Inside our house, we had abandoned cable some years before, and installed our own little extension line to the far end of the house. Watching this happen taught me a bit about TV signals, and how they tend to degrade, and all of this. For one reason or another, we wound up installing an in-line amplifier from Radio Shack right where the antenna feed came in, before it went to any splitters. This made things look pretty good. That, plus a fair amount of yelling back and forth to aim our roof-mounted antenna gave us decent pictures essentially for free.

Archer UHF/VHF/FM Amplifier

I had already discovered that I could connect our camera's coaxial output to the splitter, replacing our antenna feed, so then you could watch it in our distant room. It worked okay, but it got better when I hooked the box up in front of the amp, just like the antenna was.

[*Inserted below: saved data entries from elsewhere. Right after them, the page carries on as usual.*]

PR #47, opened 2020-05-19
Minogrpc refactoring

Gilthoniel:
This refactors minogrpc to reduce the amount of code. It also implements an infinite buffered receiver to prevent the relay from stalling. Finally, it adds unit tests.


mino/minogrpc/server.go
```diff
@@ -47,384 +38,289 @@ var (
...
-				continue
-			}
+	from := o.routingFactory.GetAddressFactory().FromText(msg.GetFrom())
 
-			resp, err := rpc.encoder.UnmarshalDynamicAny(callResp.Message)
-			if err != nil {
-				errs <- xerrors.Errorf("couldn't unmarshal message: %v", err)
-				continue
-			}
+	req := mino.Request{
```
nkcr, line 76: I am suddenly wondering: why don't we use the same type of return for streaming? Right now its 
```
Recv(context.Context) (Address, proto.Message, error)
```

but shouldn't it be 

```
Recv(context.Context) (Request, error)
```
 ?

mino/minogrpc/server.go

Well, anyone who's ever played with this kind of stuff probably knows what happened next. There I was, experimenting, and I had this awesome signal booster going into our inside cabling, and our antenna coax was just hanging there. I figured, well, could it work? What if I put that antenna on the output side of our booster? What happened then?

I propped that camera against some stuff and pointed it in the general direction of our front door. Then I hooked it up to the antenna, turned that gain all the way up, and looked around. Nothing was catching on fire, or sizzling, or anything. It was a whole lot of nothing. Then I remembered my little portable black and white TV, and got it out. There it was: our front door, with one of our cats hanging out in front! Wow!

We called a neighbor who we knew had at least one TV with an antenna instead of cable. We asked her to put on channel 4, even though there was no channel 4 in our area. Well, today, that was false. That day, there was, assuming you lived right in the path of our antenna. She came back to the phone: "I can see your kitty!" ... so, yeah, it worked. I didn't leave it on, since I had proven my point, and there wasn't much more to do with it. Also, I knew at some level, it was wrong.

Obviously, this probably violated a half-dozen FCC regulations and created interference and all of that other stuff. I'll just say that it happened a very long time ago, and I was still in middle school, so forget about coming after me for it now.

There is one sad note about this. The way things are going, this will quickly become impossible. I imagine TV sets will stop tuning NTSC off the air soon, if they haven't already, because there are fewer and fewer sources of it as time goes by. There's certainly nobody out there with a plain old NTSC set with a bare antenna feed, for sure, since it's been dark for a couple of years now.

I don't suppose many kids will get to have their own "Cat TV channel 4" in the future. They will have to settle for YouTube or whatever else we use to transmit video at that point.